Hyenas get a bad rap. Thanks to a combination of sources, from myths to media, hyenas are seen as “bad” animals. Perhaps their appearances don’t help: they’re hardly pleasant to look upon, resembling beefy dogs with powerful, slavering jaws filled with a mouthful of bone-crushing teeth and ‘laughing’ in a fashion that disturbs many.
But I have always been drawn to hyenas, probably helped by my preference for creatures with claws, teeth, and tentacles. With this fascination elected sympathy. I would often root for predators in wildlife shows. I remembered being quite upset when warthogs would get away from lions or a wildebeest would wrench himself free of a crocodile’s crushing bite. Perhaps that is why this scenario brought forth conflicting emotions within me.
This moment casts the hyena in a rare role as the hero. Not by design, but in capturing a moment of nature, this narrative turns the usual antagonistic image we have created for the hyena in a different light. It creates a sense of unease in the audience, showing them at the mercy of another and shows that the constructs we have created for the animal kingdom are just that: imagined.
This moment begins, like all good stories, with a build-up to the excitement. In a dense patch of woodland, I catch glimpses of a frenetic scene. For a moment, the scene is just a blur. All that can be made out is bodies circling together in a mad frenzy. The growls of multiple somethings echo across the woodland.
Then I look closer, my body twitching with anticipation, and the scene is revealed. A lone hyena stands surrounded by a pack of wild dogs. Instantly this provokes a reaction in me. To me, the scene recalls a lone hero, standing against impossible odds, valiantly trying to escape or fight off a horde of enemies. In a split second this burst of nature had created a narrative, a struggle between a protagonist and many antagonists.
My empathy reached out for the poor, cornered hyena. Get away! My mind practically cried. In hindsight, I completely lost my viewpoint of rooting for the predators. The wild dogs were not antagonistic, not malicious, but my sympathy still went to the underdog- the hyena against overwhelming odds.
The hyena manages to escape with minor injuries, fleeing its pursuers and vanishing into the woodland. The wild dogs are left alone, somehow seeming suddenly less fearsome as they stand together almost confused, flipping the perspective yet again to show there were no villains in this story, just animals having a go at each other. But I still fell into the old human trap of wanting to assign roles to the participants.

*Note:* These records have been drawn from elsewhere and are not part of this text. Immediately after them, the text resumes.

PR #1286, opened 2021-08-14
Remove recursive load in DBMSS cache

gbrodman:
This occurs because if we do a standard transaction, the JpaTxnManager
checks to see if we should be doing backups, which involves loading the
migration state schedule (causing the recursion). When starting the
transaction to load the schedule, we should explicitly
transactWithoutBackup so there's no need to check.

This wasn't hit in tests because we previously manually set the
replication to not occur in the JpaTransactionManagerExtension -- we
remove that and related setters.

---
This change is [Reviewable](https://reviewable.io/reviews/google/nomulus/1286)

### DIFF
--- a/core/src/main/java/google/registry/model/common/DatabaseMigrationStateSchedule.java
+++ b/core/src/main/java/google/registry/model/common/DatabaseMigrationStateSchedule.java
@@ -222,7 +222,7 @@ public class DatabaseMigrationStateSchedule extends CrossTldSingleton implements
   @VisibleForTesting
   static TimedTransitionProperty<MigrationState, MigrationStateTransition> getUncached() {
     return jpaTm()
-        .transactNew(
+        .transactWithoutBackup(
             () -> {
               try {
                 return jpaTm()
--- a/core/src/test/java/google/registry/model/replay/ReplicateToDatastoreActionTest.java
+++ b/core/src/test/java/google/registry/model/replay/ReplicateToDatastoreActionTest.java
@@ -32,7 +32,6 @@ import google.registry.model.common.DatabaseMigrationStateSchedule.MigrationStat
 import google.registry.model.ofy.CommitLogBucket;
 import google.registry.model.ofy.Ofy;
 import google.registry.persistence.VKey;
-import google.registry.persistence.transaction.JpaTransactionManagerImpl;
 import google.registry.persistence.transaction.TransactionEntity;
 import google.registry.testing.AppEngineExtension;
 import google.registry.testing.DatabaseHelper;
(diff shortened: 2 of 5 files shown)


CydeWeys (changes requested):
> *[Reviewable](https://reviewable.io/reviews/google/nomulus/1286)* status: 0 of 5 files reviewed, 1 unresolved discussion (waiting on @gbrodman)

___
*[core/src/main/java/google/registry/model/common/DatabaseMigrationStateSchedule.java, line 225 at r1](https://reviewable.io/reviews/google/nomulus/1286#-Mh4hEQT75d1UiFyPEIO:-Mh4hEQT75d1UiFyPEIP:bfn1r1u) ([raw file](https://github.com/google/nomulus/blob/97ac40e83b42b293c96727a8ae1ee806f40f7441/core/src/main/java/google/registry/model/common/DatabaseMigrationStateSchedule.java#L225)):*
> ```Java
>   static TimedTransitionProperty<MigrationState, MigrationStateTransition> getUncached() {
>     return jpaTm()
>         .transactWithoutBackup(
> ```

We might want to consider renaming this for JPA, or adding a new version that does what you want, because the intention it's using (no longer writing commit logs in Datastore) doesn't make sense here, and it's not 100% clear why using this one would also not check whether the DB is read-only.  Like I believe that the prober data deletion action is using the `transactWithoutBackup()` method too, but it _should_ respect the read-only mode, whereas here you want something that doesn't.  Seems like a new `jpaTm()`-specific method is warranted.

gbrodman (commented):
> *[Reviewable](https://reviewable.io/reviews/google/nomulus/1286)* status: 0 of 5 files reviewed, 1 unresolved discussion (waiting on @CydeWeys)

___
*[core/src/main/java/google/registry/model/common/DatabaseMigrationStateSchedule.java, line 225 at r1](https://reviewable.io/reviews/google/nomulus/1286#-Mh4hEQT75d1UiFyPEIO:-Mh4sYS096T7rJH8ZQv1:bm8cowk) ([raw file](https://github.com/google/nomulus/blob/97ac40e83b42b293c96727a8ae1ee806f40f7441/core/src/main/java/google/registry/model/common/DatabaseMigrationStateSchedule.java#L225)):*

Of course, I see why prey are often rooted for over predators, but this particular scenario further hammered out exactly ‘why’ this happens. Humans have a hard time viewing things with a neutral eye. Maybe by understanding our desire for villains and heroes can help us turn away from such traditional portrayals and truly adhere to the idea that ‘nature is nature’. Seeing as how I fell so back easily on this traditional form of storytelling, I think it’s going to be a stubborn frame of mind to abandon for most of us.